PR #241, opened 2022-07-25
Implement the new IPyth events and methods

ali-bahjati:
Changes:
- Emits multiple events that capture price updates.
- Adds update fee, with setter and getter and the check. Also makes `updatePriceBatchFromVm` private.

p.s: I tried to separate the changes but it was difficult as the new sdk version contained both changes.

### DIFF
--- a/ethereum/contracts/pyth/Pyth.sol
+++ b/ethereum/contracts/pyth/Pyth.sol
@@ -24,7 +24,7 @@ abstract contract Pyth is PythGetters, PythSetters, AbstractPyth {
         setPyth2WormholeEmitter(pyth2WormholeEmitter);
     }
 
-    function updatePriceBatchFromVm(bytes memory encodedVm) public returns (PythInternalStructs.BatchPriceAttestation memory bpa) {
+    function updatePriceBatchFromVm(bytes memory encodedVm) private returns (PythInternalStructs.BatchPriceAttestation memory bpa) {
         (IWormhole.VM memory vm, bool valid, string memory reason) = wormhole().parseAndVerifyVM(encodedVm);
 
         require(valid, reason);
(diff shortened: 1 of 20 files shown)


ethereum/contracts/pyth/Pyth.sol
```diff
@@ -24,32 +24,51 @@ abstract contract Pyth is PythGetters, PythSetters, AbstractPyth {
...
+        emit BatchPriceFeedUpdate(vm.emitterChainId, vm.sequence, batch.attestations.length, freshPrices);
+
         return batch;
     }
 
-    function updatePriceFeeds(bytes[] calldata updateData) public override {
+    function updatePriceFeeds(bytes[] calldata updateData) public override payable {
+        uint requiredFee = getUpdateFee(updateData.length);
+        require(msg.value >= requiredFee, "Insufficient paid fee amount");
+        payable(msg.sender).transfer(msg.value - requiredFee);
```
jayantk, line 61: I don't think you need this. I think `msg.value` gets transferred to this contract automatically when the payable function is called.

https://solidity-by-example.org/payable/

ethereum/test/pyth.js
```diff
@@ -132,6 +135,38 @@ contract("Pyth", function () {
...
+
+        // Check initial fee is zero
+        assert.equal(await this.pythProxy.singleUpdateFeeInWei(), 0);
+
+        // Checks setting fee using another account reverts.
+        await expectRevert(
+            this.pythProxy.updateSingleUpdateFeeInWei(10, {from: accounts[1]}),
+            notOwnerError,
+        );
+    });
```
jayantk, line 168: 👍 good test

ethereum/test/pyth.js
```diff
@@ -260,23 +295,85 @@ contract("Pyth", function () {
...
+        // When a smaller fee is payed it reverts
+        await expectRevert(
+            updatePriceFeeds(this.pythProxy, [rawBatch1, rawBatch2], feeInWei - 1), 
+            insufficientFeeError
+        );
+
+        const receipt = await updatePriceFeeds(this.pythProxy, [rawBatch1, rawBatch2], feeInWei);
+        expectEvent(receipt, 'UpdatePriceFeeds', {
+            fee: feeInWei
+        });
```
jayantk, line 376: can you add a test of doing the update that validates that the contract balance is updated properly?

jayantk (commented):
nice, just one question here about the right way to accept payment in eth. see inline

ethereum/contracts/pyth/Pyth.sol
ali-bahjati: This is returning the exceeded value back to the sender.

ethereum/test/pyth.js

============================================================

What you have to do —
In the records above, which lines hold the string "that"? Copy each one.

Response to the task —
- Emits multiple events that capture price updates.
jayantk, line 376: can you add a test of doing the update that validates that the contract balance is updated properly?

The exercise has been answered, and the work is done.